You can read the roadmap file for more details on the project's goals and future plans.

Since this project is still in progress, I'm only going to cover non-obvious build details. By reading the code, build scripts, and copying the online build workflows, you should be able to replicate the build process.

• Install cargo-vcpkg with cargo install cargo-vcpkg, then run cargo vcpkg build --manifest-path pacman/Cargo.toml to build the requisite dependencies via vcpkg.
  • --manifest-path is only required if you run it from the root directory; you can omit it if you cd into the pacman directory first.
  • This is only required for the desktop builds, not the web build.
• We use rustc 1.86.0 for the build, due to bulk-memory-opt related issues on wasm32-unknown-emscripten.
  • Technically, we could probably use stable or even nightly on desktop targets, but using different versions for different targets is a pain, mainly because of clippy warnings changing between versions.
• For the WASM build, you need to have the Emscripten SDK cloned; you can do so with git clone https://github.com/emscripten-core/emsdk.git
  • The first time you clone, you'll need to install the appropriate SDK version with ./emsdk install 3.1.43 and then activate it with ./emsdk activate 3.1.43. On Windows, use ./emsdk/emsdk.ps1 instead.
    • I'm still not sure why 3.1.43 is required, but it is. Perhaps in the future I will attempt to use a more modern version.
    • Occasionally, the build will fail due to dependencies failing to download. I even have a retry mechanism in the build workflow due to this.
  • You can then activate the Emscripten SDK with source ./emsdk/emsdk_env.sh or ./emsdk/emsdk_env.ps1 or ./emsdk/emsdk_env.bat depending on your OS/terminal.
  • While using the web.build.ts is not technically required, it simplifies the build process and is very helpful.
    • It is intended to be run with bun, which you can acquire at bun.sh
  • Tip: You can launch a fileserver with python or caddy to serve the files in the dist folder.
    • python3 -m http.server 8080 -d dist
    • caddy file-server --root dist (install with [sudo apt|brew|choco] install caddy or a dozen other ways)
• web.build.ts auto installs dependencies, but you may need to pass -i or --install=fallback|force to install missing packages. My guess is that if you have some packages installed, it won't install any missing ones. If you have no packages installed, it will install all of them.
  • If you want to have TypeScript resolution for development, you can manually install the dependencies with bun install in the assets/site folder.

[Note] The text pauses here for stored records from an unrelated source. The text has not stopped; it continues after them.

PR #1175, opened 2025-04-07
Add Release action

scollazo:
This will create a .tar.gz with all the binaries and essential configuration files.

### DIFF
--- a/.github/workflows/release.yml
+++ b/.github/workflows/release.yml
@@ -1,0 +1,27 @@
+on:
+  push:
+    tags:
+    - "v*"
+name: GoReleaser
+jobs:
+  release:
+    strategy:
+      fail-fast: false
+    runs-on: ubuntu-latest
+    steps:
+    - name: Checkout code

Contributions are welcome! Please feel free to submit a pull request or open an issue.

• The c 7B40 ode is not exactly stable or bulletproof, but it is functional and has a lot of tests.
• I am not actively looking for contributors, but I will review pull requests and merge them if they are useful.
• If you have any ideas, please feel free to submit an issue.
• If you have any private issues, security concerns, or anything sensitive, you can email me at xevion@xevion.dev.

This project is licensed under the GPLv3 license. See the LICENSE file for details.